Syrnola endolamellata

Scientific classification
- Kingdom: Animalia
- Phylum: Mollusca
- Class: Gastropoda
- Family: Pyramidellidae
- Genus: Syrnola
- Species: S. endolamellata
- Binomial name: Syrnola endolamellata (Schander, 1994)
- Synonyms: Eulimella endolamellata Schander, 1994

= Syrnola endolamellata =

- Authority: (Schander, 1994)
- Synonyms: Eulimella endolamellata Schander, 1994

Species of gastropod

Syrnola endolamellata is a species of sea snail, a marine gastropod mollusk in the family Pyramidellidae, the pyrams and their allies.

==Description==
The shell of this species can be easily recognized by its low whorls.
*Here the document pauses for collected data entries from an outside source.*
PR #3600, opened 2024-01-02
Migrate Minimize task

alhijazi:


src/clusterfuzz/_internal/bot/tasks/utasks/minimize_task.py
```diff
@@ -404,13 +406,11 @@ def utask_main(uworker_input):
...
   if environment.is_libfuzzer_job():
-    do_libfuzzer_minimization(testcase, testcase_file_path)
-    return None
+    return do_libfuzzer_minimization(testcase, testcase_file_path)
 
   if environment.is_engine_fuzzer_job():
     # TODO(ochang): More robust check for engine minimization support.
-    _skip_minimization(testcase, 'Engine does not support minimization.')
-    return None
+    return uworker_msg_pb2.Output()
```
jonathanmetzman, line 413: Why not just return None?

src/clusterfuzz/_internal/bot/tasks/utasks/minimize_task.py
```diff
@@ -503,34 +497,44 @@ def utask_main(uworker_input):
...
       testcase.security_severity = severity_analyzer.get_security_severity(
           testcase.crash_type, data_handler.get_stacktrace(testcase),
           uworker_input.job_type, bool(gestures))
+      minimize_task_output.security_severity_updated = True
+      if testcase.security_severity is not None:
+        minimize_task_output.security_severity = testcase.security_severity
 
     testcase.gestures = gestures
-    testcase.set_metadata('minimization_phase', MinimizationPhase.MAIN_FILE)
+    minimize_task_output.gestures.clear()
```
jonathanmetzman, line 511: Why do you clear it first?

src/clusterfuzz/_internal/bot/tasks/utasks/minimize_task.py
```diff
@@ -555,52 +563,115 @@ def utask_main(uworker_input):
...
+      testcase.security_severity = None
+
+  if minimize_task_output.HasField('minimization_phase'):
+    testcase.set_metadata('minimization_phase',
+                          minimize_task_output.minimization_phase)
+
+  if minimize_task_output.flaky_stack:
+    testcase.flaky_stack = minimize_task_output.flaky_stack
+
+  if minimize_task_output.HasField('minimized_arguments'):
```
jonathanmetzman, line 644: ooo don't like HasField.

src/clusterfuzz/_internal/bot/tasks/utasks/minimize_task.py
```diff
@@ -555,52 +563,115 @@ def utask_main(uworker_input):
...
+
+
 def utask_postprocess(output):
   """Postprocess in a trusted bot."""
+  update_testcase(output)
   if output.error_type != uworker_msg_pb2.ErrorType.NO_ERROR:
     uworker_handle_errors.handle(output, HANDLED_ERRORS)
     return
 
+  if environment.is_engine_fuzzer_job():
```
oliverchang, line 669: Unsure if this condition is correct here. 

The previous implementation only reaches this if it's an engine **AND** not libfuzzer (because there is a previous check for libFuzzer). 

We could also just move this to pre-process, and skip this step completely in such cases (i.e. a non libfuzzer engine case).

src/clusterfuzz/_internal/bot/tasks/utasks/minimize_task.py
oliverchang: are there any alternatives here? if not, seems OK to rely on these.

oliverchang (commented):
thank you!!! sorry for the very delayed review here.

src/clusterfuzz/_internal/bot/tasks/utasks/minimize_task.py
alhijazi: an abundance of caution. Not really necessary as this is the only place we set the field.

src/clusterfuzz/_internal/bot/tasks/utasks/minimize_task.py
alhijazi: I want to only update a testcase field if it was explicitly updated during `utask_main`. I don't see any other way than this for the moment, but I'm open to suggestions.

src/clusterfuzz/_internal/bot/tasks/utasks/minimize_task.py
alhijazi: Indeed thanks for catching that! I moved the check and the handling to preprocess.

src/clusterfuzz/_internal/bot/tasks/utasks/minimize_task.py
```diff
@@ -555,48 +570,105 @@ def utask_main(uworker_input):
...
+    uworker_msg_pb2.ErrorType.MINIMIZE_DEADLINE_EXCEEDED,
+    uworker_msg_pb2.ErrorType.MINIMIZE_DEADLINE_EXCEEDED_IN_MAIN_FILE_PHASE,
+    uworker_msg_pb2.ErrorType.LIBFUZZER_MINIMIZATION_UNREPRODUCIBLE,
+    uworker_msg_pb2.ErrorType.LIBFUZZER_MINIMIZATION_FAILED,
     uworker_msg_pb2.ErrorType.UNHANDLED
 ]
 
 
+def update_testcase(output: uworker_msg_pb2.Output):
+  """Updates the tescase using the values passed from utask_main. This done at
```
jonathanmetzman, line 627: "This done" Please fix this comment.

jonathanmetzman (commented):
LGTM

jonathanmetzman:
Going to merge this tomorrow.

Furthermore, in contrast to most Eulimella species, there are four or five teeth, forming a ridge, on the inner part of the outer lip. These teeth can also be found in the following species : Eulimella angeli Peñas & Rolán, 1997, Eulimella boydae van Aartsen, Gittenberger & Goud, 2000 and Eulimella vanhareni van Aartsen, Gittenberger & Goud, 1998.

==Distribution==
This species occurs on the African side of the Atlantic Ocean, off Mauritania at depths between 30 m and 200 m.